By Marnie Hammar
We’re moving our firstborn to Ohio State and I vacillate between lingering in the depths of despair and hyper-fixating on things like binder clips and socks. How much ramen does he actually need? And what are the exact dimensions of the dorm room wardrobe and will his shoes fit in these matching gray bins (that he did not ask for)? And then comes the forlorn sadness when I count the hours that remain and feel the need to simultaneously cling to his side like a dryer sheet and clap like a fangirl when he walks in the room. I wonder, would it be weird to watch him sleep? Creepy?
By the time you read this, mama friend, we will have unloaded all of the Ikea bags into his very first dorm room, we will have prayed over him, and I will have snapped a picture of him walking away after our goodbye hugs, because those are the torturous things I do.
Whether it’s college or moving out for a job or into a new apartment or city, this season of letting go is what we’ve been training them for.
For their entire lives, we’ve helped our children grow into the next good thing. We’ve made room for what’s next. By the time we have high school graduates, we’ve walked with our children from sleepless nights to play-doh, from preschool parties to elementary school field trips, and on to junior high woes and high school traditions and rites of passage.
“For everything there is a season, a time for every activity under heaven,”* and as God grows our children through each season, we mamas turn, turn, turn with them.

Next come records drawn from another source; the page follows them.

PR #11094, opened 2020-12-29
add submodules: bbb-webrtc-sfu, etherpad-lite, freeswitch

zfgrnzfsberire:
### What does this PR do?

This PR adds bbb-webrtc-sfu, etherpad-lite and freeswitch as git submodules, in order to facilitate the planned 2.3 build process.

### Closes Issue(s)
(none)

### Motivation

We agreed on this in today's meeting (@ffdixon, @basisbit, @schrd).

### More

If I'm not mistaken, the repo should now be cloned/updated with parameters for submodules. What would be the right place to document this?
```
git clone --recurse-submodules -j4 https://github.com/bigbluebutton/bigbluebutton
git pull --recurse-submodules
```

PR #11106, opened 2021-01-05
Revert "add submodules: bbb-webrtc-sfu, etherpad-lite, freeswitch"

ffdixon:
Reverts bigbluebutton/bigbluebutton#11094

Need to temporarily revert this as it's causing issues with our internal build system.

### DIFF
--- a/.gitmodules
+++ b/.gitmodules
@@ -1,9 +1,0 @@
-[submodule "bbb-webrtc-sfu"]
-	path = bbb-webrtc-sfu
-	url = https://github.com/bigbluebutton/bbb-webrtc-sfu
-[submodule "etherpad-lite"]
-	path = etherpad-lite
-	url = https://github.com/bigbluebutton/etherpad-lite
-[submodule "freeswitch"]
-	path = freeswitch
-	url = https://github.com/signalwire/freeswitch


BrentBaccala:
Is the problem with freeswitch?

I've found that I need to swap the order of the copy commands in `setup.sh` to get freeswitch to build, like this:

    +++ setup.sh.new	2021-01-15 13:18:54.596381249 -0500
    @@ -75,10 +75,10 @@
     mkdir -p "$TMP/$TARGET"
     shopt -s dotglob
     shopt -s extglob
    -cp -a "./packages-template/$PACKAGE/"!(.git|.|..) "$TMP/$TARGET/"
     if [[ $PACKAGE_SOURCEDIR != do_not_copy_anything ]] ; then
     	cp -a "$SOURCE/$PACKAGE_SOURCEDIR/"* "$TMP/$TARGET/"
     fi
    +cp -a "./packages-template/$PACKAGE/"!(.git|.|..) "$TMP/$TARGET/"
     shopt -u dotglob
     shopt -u extglob
     cp opts-global.sh "$TMP/$TARGET"

The reason is that we've got a custom `modules.conf` in `packages-template` that needs to overwrite the one provided in freeswitch.

I've been reluctant to submit this patch as I don't know how it will affect building the other packages.

Maybe this is the cause of the trouble?

BrentBaccala:
I got freeswitch to build using the patch I posted above.

To get etherpad to build, I had to add a line to its build script:

    diff --git a/packages-template/bbb-etherpad/build.sh b/packages-template/bbb-etherpad/build.sh
    index 985a0dc..58bb28b 100755
    --- a/packages-template/bbb-etherpad/build.sh
    +++ b/packages-template/bbb-etherpad/build.sh
    @@ -21,6 +21,7 @@ rm -rf staging
     set +e
     bin/installDeps.sh
     set -e
    +rm .git
     npm install ep_better_pdf_export html-pdf ep_delete_after_delay_lite
     npm i git+https://git@github.com/pedrobmarin/ep_redis_publisher.git

It's that last `npm i(nstall)` whose git operations get screwed up because we copied a submodule out of the git repository.

These two changes to the build scripts let me build these three modules.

The thing is, we’ve always been with our children for these turns of the plow. We’ve held their chubby fingers and loosened the dirt and placed those new seeds side by side. We’ve faced each new season in order, together. A time to plant. Then a time to harvest. A time to cry. Then a time to laugh. A time to grieve. Then a time to dance. (Ecclesiastes 3)
Until now.
The packing up of his most beloved t-shirts and sneakers, the purchase of bedding that won’t be used inside our home, the absence of daily being able to reach up and hug his bigger-than-mine frame — all of this is the beginning of overlapping seasons.
For the first time, our seasons don’t match.
We are still standing side by side with them, but we’re reaching down to prepare the hard ground for different purposes.
As mamas, we’re reaching into the soil for a season of uprooting. It’s harvest. It’s time for our beloved children to leave this field we’ve so carefully cultivated and faithfully cared for.
For our young adults, we’re breaking into the soil for a time of planting. It’s time to turn over the dirt and place the seeds and grow roots in new fields.
Our seasons aren’t sequential anymore.
It’s a time to plant and a time to harvest.
It’s a time to cry and a time to laugh.
It’s a time to grieve and a time to dance.
He’s ready to go AND I feel grief.
He’s prepared to flourish AND my heart hurts.
This truth — that we can hold crying and laughing and grieving and dancing together, that our seasons may not align with our children’s, that our lives are layered and full and hard and still so good — is one of those unfathomable ways God keeps growing us into who He wants us to be.
Mama, you’ve been so faithful to plant. He sees you.
And now we gently uproot them and open our hands to release them, while we instead hold tightly to Jesus. If I could, I would grab your hand and stand by your side as we marvel together at how God is planting them anew, as we pray for the deep sinking of their roots.
So here we are, ending with a new beginning. And lots of tears. And hope. The beauty isn’t found only in the seasons of laughing and dancing. It’s also found in the uprooting and in the grieving.
He has made everything beautiful for its own time.
“For everything there is a season, a time for every activity under heaven…God has made everything beautiful for its own time,” (Ecclesiastes 3:1, 11).
P.S. An entire box of tissues was harmed and mangled in the writing of this post.
Note: This post was written before we took my firstborn to Ohio State in 2023. As I post this now, before taking him as a sophomore, it's still hard and I still tear up and want to cling to him like a dryer sheet. But my heart is calmer.
Photo: The Ohio State University Oval, with my three boys walking toward the William Oxley Thompson Library. So much of my heart in one picture.